In controtendenza, invece, la Sicilia, laddove si votava anche per i ballottaggi delle amministrative e dove si è registrato perfino un forte sbilanciamento a favore dei referendum: a Capo d’Orlando, per esempio, ha votato l’80,62% ai referendum e il 70,51% per il ballottaggio, e così a Favara, dove il dato si è assestato al 73,37% di voti per i referendum contro il 57,06% per le amministrative.

Interessante, infine, il dato diffuso nella tarda serata di ieri dall’agenzia di stampa ADN Kronos, a proposito del quesito relativo alle centrali nucleari: secondo i dati raccolti dal Viminale, infatti, in tutti i Comuni che hanno ospitato in passato i siti nucleari italiani si e’ superato il quorum per i referendum e, in particolare, lo si è superato proprio per il terzo quesito.
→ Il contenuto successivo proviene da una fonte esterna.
PR #563, opened 2015-11-03
[WIP] FastMSI Packager

chefsalim:
:construction: 

This PR adds support for a new 'FastMSI' packager for Windows. This packager uses a strategy of creating a zip file, that will then get unzipped during install, rather than having Windows Installer track every file separately. This significantly decreases the time required to install the package on Windows.

This is the first of two PRs. The second PR will be for omnibus-chef which will activate and start making use of this infra.  By itself, this PR will not cause any changes to the output of current builds, and so should be mostly a no-op.

One functional change is with how the packager is being created. There is a new packager_override flag for projects, that can be used to override the system default packager.  This is only used for the Windows platform currently.

@chef/omnibus-maintainers @btm @adamedx @mwrock @ksubrama @jaym


lib/omnibus/packagers/fastmsi.rb
```diff
@@ -0,0 +1,654 @@
...
+      # Zip up the contents of the install directory
+      zip_command = <<-EOH.split.join(' ').squeeze(' ').strip
+        7z a -r
+          #{windows_safe_path(staging_dir)}\\#{project.name}.zip
+          #{windows_safe_path(project.install_dir)}\\*
+      EOH
+      shellout!(zip_command, returns: [0])
+
+      # Harvest the zip file with heat.exe
+      Dir.chdir(staging_dir) do
```
ksubrama: I don't think you need heat to produce the xml entry for one zip file.  It might actually be much clearer to simply point to the zip file in sources.wxs and do away with project-files.wxs.

lib/omnibus/packagers/fastmsi.rb
```diff
@@ -0,0 +1,654 @@
...
+
+        # Compile with candle.exe
+        log.debug(log_key) { "wix_candle_flags: #{wix_candle_flags}" }
+
+        candle_command = <<-EOH.split.join(' ').squeeze(' ').strip
+          candle.exe
+            -nologo
+            #{wix_candle_flags}
+            #{wix_extension_switches(wix_candle_extensions)}
+            -dProjectSourceDir="#{windows_safe_path(project.install_dir)}" "project-files.wxs"
```
ksubrama: No ProjectSourceDir anymore.  If we have a zip, we shouldn't be referring to source files.

lib/omnibus/packagers/fastmsi.rb
```diff
@@ -0,0 +1,654 @@
...
+    #
+    # Write the source file into the staging directory.
+    #
+    # @return [void]
+    #
+    def write_source_file
+      paths = []
+
+      # Remove C:/
+      install_dir = project.install_dir.split('/')[1..-1].join('/')
```
ksubrama: I don't think this is relevant any more either.  No directory hierarchy to pre-create.

resources/fastmsi/source.wxs.erb
```diff
@@ -0,0 +1,73 @@
...
+    <Upgrade Id="$(var.UpgradeCode)">
+      <UpgradeVersion OnlyDetect="yes" Minimum="$(var.VersionNumber)" IncludeMinimum="no" Property="NEWERVERSIONDETECTED" />
+      <UpgradeVersion Minimum="0.0.0.0" IncludeMinimum="yes" Maximum="$(var.VersionNumber)" IncludeMaximum="yes" Property="OLDERVERSIONBEINGUPGRADED" />
+    </Upgrade>
+
+    <InstallExecuteSequence>
+      <RemoveExistingProducts After="InstallValidate" />
+    </InstallExecuteSequence>
+
+    <Directory Id="TARGETDIR" Name="SourceDir">
```
ksubrama: Ditto - this isn't needed any more.

lib/omnibus/packagers/fastmsi.rb
```diff
@@ -0,0 +1,654 @@
...
+#
+# Unless required by applicable law or agreed to in writing, software
+# distributed under the License is distributed on an "AS IS" BASIS,
+# WITHOUT WARRANTIES OR CONDITIONS OF ANY KIND, either express or implied.
+# See the License for the specific language governing permissions and
+# limitations under the License.
+#
+
+require 'pathname'
+
```
ksubrama: Can you leave a not at the top of packages/msi and this file, saying that you copy-pastad the code for the purposes of an experiment and that fixes need to go into both of them.  Hopefully, this will succeed and we can kill the original msi packager completely.

lib/omnibus/packagers/fastmsi.rb
chefsalim: Yeah I considered removing it but left it in for now just in the off chance we may need to add some other files (unknown unknowns) as we refine the install.  Will remove as part of refactoring (separate card) if we don't need it by then.

lib/omnibus/packagers/fastmsi.rb
chefsalim: Yep same as above.

lib/omnibus/packagers/fastmsi.rb
chefsalim: Will add.

curiositycasualty:
This looks really promising :+1:

schisamo:
@chefsalim I see *A LOT* of code duplication with `Omnibus::Packager::MSI`. Can we make `Omnibus::Packager::FastMSI` just extend `Omnibus::Packager::MSI` and override a few select methods? Another option would to just expose a single config option on `Omnibus::Packager::MSI` to turn on this monolithic zip, fast approach.

chefsalim:
@schisamo Yes, agreed - we are planning a separate card for refactoring and eliminating the duplication.

mwrock:
Maybe we should mark this pr as WIP and work that card on this PR

schisamo:
Great idea @mwrock. We usually use :construction: :construction: :construction: (along with WIP in the title).

PR #565, opened 2015-11-05
Add fastmsi infra to omnibus

chefsalim:
This PR adds support for a new 'Fast MSI' mode to the Windows MSI packager. This allows the MSI packager to use a strategy of creating a zip file, that will then get unzipped during install, rather than having Windows Installer track every file separately. This significantly (50-60% for a large package like ChefDK) decreases the time required to install the package on Windows.

This is the first of two PRs. The second PR will be for omnibus-chef which will activate and start making use of this infra. By itself, this PR will not cause any changes to the output of current builds, and so should be mostly a no-op.

@chef/omnibus-maintainers @btm @adamedx @mwrock @ksubrama @jaym @schisamo


spec/unit/packagers/msi_spec.rb
```diff
@@ -316,6 +316,23 @@ module Omnibus
       end
     end
 
+    describe '#fast_msi' do
```
mwrock: Seems like there may be alot of tests in this spec that could be influenced by fast_msi. Would it make sense to create shared examples and run through both implementations?

mwrock:
I'm generally :+1: but I'd think we could make the separation of `msi` and `fast_msi` cleaner by having them in separate classes where `fast_msi` either derrives from `msi` or both derrive from a `base_msi`

chefsalim:
Given the way that the packagers are being instantiated, creating a different sub-class isn't quite that straightforward and we have to deal with more new issues and more duplicated code. Perhaps we could have different helper classes under MSI. Eventually we could also just get rid of the regular MSI behavior completely.

spec/unit/packagers/msi_spec.rb
chefsalim: The primary path that fastmsi impacts is functional - the setup and build steps, which don't currently have tests. If we had those yes we could run both modes.

mwrock: ok. yeah. looking at it more closely i see they don't call the `build` method which is where the bulk of the fastmsi stuff is.

mwrock:
ok. my :+1: still stands.

lib/omnibus/packagers/msi.rb
```diff
@@ -47,24 +47,46 @@ class Packager::MSI < Packager::Base
       FileSyncer.glob("#{resources_path}/assets/*").each do |file|
         copy_file(file, "#{resources_dir}/assets/#{File.basename(file)}")
       end
+
+      # If fastmsi, copy externally built custom action DLL into the staging directory
```
stevendanna: Let's drop this comment, code is straightforward enough to not require it.

lib/omnibus/packagers/msi.rb
```diff
@@ -47,24 +47,46 @@ class Packager::MSI < Packager::Base
...
+        else
+          heat_command = <<-EOH.split.join(' ').squeeze(' ').strip
+            heat.exe dir "#{windows_safe_path(project.install_dir)}"
+              -nologo -srd -sreg -gg -cg ProjectDir
+              -dr PROJECTLOCATION
+              -var "var.ProjectSourceDir"
+              -out "project-files.wxs"
+          EOH
+        end
+        shellout!(heat_command, returns: [0])
```
stevendanna: It might be nice to make `heat_command` a method that returns the relevant command as this build block is getting rather long.

lib/omnibus/packagers/msi.rb
```diff
@@ -47,24 +47,46 @@ class Packager::MSI < Packager::Base
...
         copy_file(file, "#{resources_dir}/assets/#{File.basename(file)}")
       end
+
+      # If fastmsi, copy externally built custom action DLL into the staging directory
+      copy_file("#{resources_path}/ext/CustomActionFastMsi.CA.dll", "#{staging_dir}") if fast_msi
     end
 
     build do
+      # If fastmsi, zip up the contents of the install directory
+      zip_command = <<-EOH.split.join(' ').squeeze(' ').strip
```
stevendanna: Similar to my comment on heat_command, I would consider making zip_command a method that returns this string.

stevendanna:
Left some minor ruby style suggestions, leaving the substantive :+1:s to our Windows folks

lib/omnibus/packagers/msi.rb
```diff
@@ -47,24 +47,46 @@ class Packager::MSI < Packager::Base
       FileSyncer.glob("#{resources_path}/assets/*").each do |file|
         copy_file(file, "#{resources_dir}/assets/#{File.basename(file)}")
       end
+
+      # If fastmsi, copy externally built custom action DLL into the staging directory
+      copy_file("#{resources_path}/ext/CustomActionFastMsi.CA.dll", "#{staging_dir}") if fast_msi
```
schisamo: This DLL should ship as part of the Omnibus framework (in the gem's `resources/msi` directory). It can be copied into the staging directory like so:

```ruby
copy_file(resource_path('CustomActionFastMsi.CA.dll'), staging_dir)
```

schisamo:
@chefsalim See my comment above about packaging `CustomActionFastMsi.CA.dll` into this gem. We also need to ensure the default [source.wxs.erb template](https://github.com/chef/omnibus/blob/master/resources/msi/source.wxs.erb) is updated with the changes you added in chef/omnibus-chef#540. This template is used at [new project generation time](https://github.com/chef/omnibus/blob/master/lib/omnibus/generator.rb#L127-L140) AND [MSI creation time](https://github.com/chef/omnibus/blob/master/lib/omnibus/packagers/base.rb#L184-L209) (if a `resources/<PROJECT>/msi/source.wxs.erb` file does not exist in the Omnbius project directory).

chefsalim:
@schisamo @stevendanna @mwrock changes made re: your feedback.

lib/omnibus/packagers/msi.rb
```diff
@@ -47,48 +47,26 @@ class Packager::MSI < Packager::Base
       FileSyncer.glob("#{resources_path}/assets/*").each do |file|
         copy_file(file, "#{resources_dir}/assets/#{File.basename(file)}")
       end
+
+      copy_file(resource_path('CustomActionFastMsi.CA.dll'), staging_dir) if fast_msi
```
schisamo: We should add some comments mentioning how this `*.dll` is built and where the source resides (I know you mentioned https://github.com/chef/fastmsi-custom-action on another PR).

spec/unit/packagers/msi_spec.rb
```diff
@@ -316,6 +336,23 @@ module Omnibus
...
+          subject.fast_msi(Object.new)
+        }.to raise_error(InvalidValue)
+      end
+
+      it 'returns the given value' do
+        subject.fast_msi(true)
+        expect(subject.fast_msi).to be_truthy
+      end
+    end
+
```
schisamo: We need to add some unit test coverage for `Omnibus::Packager::MSI#zip_command` and `Omnibus::Packager::MSI#heat_command`. We need to verify the correct version of the command is returned when `Omnibus::Packager::MSI#fast_msi` is true AND that the command parameters are correct.

schisamo:
@chefsalim Added a few more comments but overall this is looking much closer to what I was envisioning...thank you for taking the time to refactor things! :ice_cream:

lib/omnibus/packagers/msi.rb
```diff
@@ -96,32 +74,11 @@ class Packager::MSI < Packager::Base
...
-          shellout! <<-EOH.split.join(' ').squeeze(' ').strip
-          candle.exe
-            -nologo
-            #{wix_candle_flags}
-            -ext WixBalExtension
-            #{wix_extension_switches(wix_candle_extensions)}
-            -dOmnibusCacheDir="#{windows_safe_path(File.expand_path(Config.cache_dir))}"
-            "#{windows_safe_path(staging_dir, 'bundle.wxs')}"
-          EOH
+          shellout!(candle_command(true))
```
btm: It'd be nice to be able to use keyword arguments here so we know what true means without having to go look for the method. I've submitted #567 to bump the minimum ruby version for omnibus to 2.0 since we're using 2.1.5 anyway.

```
shellout!(candle_command(is_bundle: true))

def candle_command(is_bundle: false)
  # blah
end
```

resources/msi/source.wxs.erb
```diff
@@ -12,23 +12,57 @@
           Version="$(var.VersionNumber)" Manufacturer="!(loc.ManufacturerName)" UpgradeCode="$(var.UpgradeCode)">
 
     <!--
-      Define the minimum supported installer version (2.0).
-      The install should be done for the whole machine not just the current user
+      Minimum installer version (5.0) - Window 7/Server 2008 R2 and above.
+      The install scope is per machine, not the current user
     -->
-    <Package InstallerVersion="200" InstallPrivileges="elevated" Compressed="yes" InstallScope="perMachine" />
+    <Package InstallerVersion="500" InstallPrivileges="elevated"
```
btm: Are we bumping this for a feature we need from the installer or based on our supported platforms?

resources/msi/source.wxs.erb
```diff
@@ -12,23 +12,57 @@
...
     <Media Id="1" Cabinet="Project.cab" EmbedCab="yes" CompressionLevel="high" />
 
-    <!-- Major upgrade -->
-    <Upgrade Id="$(var.UpgradeCode)">
-      <UpgradeVersion OnlyDetect="yes" Minimum="$(var.VersionNumber)" IncludeMinimum="no" Property="NEWERVERSIONDETECTED" />
-      <UpgradeVersion Minimum="0.0.0.0" IncludeMinimum="yes" Maximum="$(var.VersionNumber)" IncludeMaximum="yes" Property="OLDERVERSIONBEINGUPGRADED" />
-    </Upgrade>
+    <!-- Launch condition to check for minimum OS: Windows 7/Server 2008R2. -->
+    <Condition Message="!(loc.MinimumOSVersionMessage)">
+      <![CDATA[Installed OR VersionNT >= 601]]>
```
btm: Are we bumping this for a feature we need or based on our supported platforms list?

lib/omnibus/packagers/msi.rb
chefsalim: Done

spec/unit/packagers/msi_spec.rb
chefsalim: Done

lib/omnibus/packagers/msi.rb
chefsalim: Done

resources/msi/source.wxs.erb
chefsalim: Not required for fast msi - it's a nice to have/best practice pattern that allows us to set our supported platforms and potentially make use of the latest installer features that come with the updated versions.

resources/msi/source.wxs.erb
chefsalim: See above

btm: Unless we know for a fact that Chef is completely broken on Server 2008, or even earlier, I don't want to prevent people from installing there. If it's working for those people, and they can take the benefit of future Chef releases, we want them to be able to. They're going to be much worse off if they keep using a versions of Chef with unfixed bugs.

I don't think any of our other packaging forces you to use only the versions of the platform listed in our supported platforms document.

If there's a feature we need for the installer that's only available on later Windows versions, we should weigh that trade-off directly.

chefsalim: Hmm, hang on - actually I don't know for sure that the CA will work as is for Windows prior to Window 7/Win 2008 R2.  Since it is targeting .Net 2.0 now, it may require additional work to either try and re-target for .Net 1.0, or have multiple versions, or build a bootstrapper for older versions. It's easy enough to change the minimum OS though either ways, so it things do work and we want to support earlier platforms, I would propose we leave in the minimum OS, but relax it to a version earlier to pick up Windows 2008 and Vista if we want to go that far back :)

btm: We should try the install on an earlier version of Windows, so we have a
clear answer in the release notes for the inevitable support ticket.

stevendanna:
:+1: on the refactoring on the Ruby side.

btm:
:+1:

btm:
@chef/omnibus-maintainers do we really need five thumbs ups on this (and omnibus-chef#540?) to move forward with it?

https://github.com/chef/omnibus/blob/master/MAINTAINERS.md#maintainers-1

yzl:
:+1:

La percentuale piu’ alta di votanti si e’ registrata a Montalto di Castro, in provincia di Viterbo, con il 66,4%. Alta la percentuale di votanti anche a Trino, in provincia di Vercelli, con il 58,8%, a Latina con il 57,5% e a Caorso, in provincia di Piacenza, con il 55,2%. Quorum superato con il 53,3% anche a Scanzano Jonico, in provincia di Matera, sito particolarmente ‘caldo’ poiché al centro di polemiche per i depositi di scorie nucleari.

Prime ad esultare dello storico risultato sono le associazioni ambientaliste, da sempre in prima linea per la promozione del SI’, in particolare contro la reintroduzione dell’energia nucleare in Italia: milioni di italiani hanno raccolto questo appello e, con un voto responsabile e di coscienza, hanno bloccato definitivamente il piano di far tornare l’energia nucleare in Italia, spalancando le porte ad un futuro che, a maggior ragione, da oggi, dovrà necessariamente essere basato sulle energie rinnovabili e sull’incremento dell’efficienza energetica.